Assignment —
Pull out every line below containing the word "like".
─── Input data ───
Issue #198, opened 2016-07-28
Proposal: Function for filling in missing data


sunderwood:
I would like to be able to fill or pad the nil values in vectors or data frames. I work primarily with time series data and being able to roll values forward to fill the "missing" spaces is very useful. I have used the python Pandas library before and [Pandas fillna function](http://pandas.pydata.org/pandas-docs/stable/generated/pandas.DataFrame.fillna.html) allows me to fill nil values with a scalar, roll values forward, or roll values backwards.

v0dro:
Yes. That would be useful.

rainchen:
how is this going?
Is there an elegant way of updating missing data like pandas fillna function do?

currently I have to do sth like this:

```
        # fill missing Fare
        df.where(df['Fare'].eq(nil)).each_row_with_index do |row, idx|
          row['Fare'] = 123
          df.set_row_at([idx], row)
        end
```
comparing to `full['Embarked'].fillna('S',inplace=True)`

I'm expecting there is an one-liner solution for daru.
───
Final answer —
I would like to be able to fill or pad the nil values in vectors or data frames. I work primarily with time series data and being able to roll values forward to fill the "missing" spaces is very useful. I have used the python Pandas library before and [Pandas fillna function](http://pandas.pydata.org/pandas-docs/stable/generated/pandas.DataFrame.fillna.html) allows me to fill nil values with a scalar, roll values forward, or roll values backwards.
Is there an elegant way of updating missing data like pandas fillna function do?
currently I have to do sth like this:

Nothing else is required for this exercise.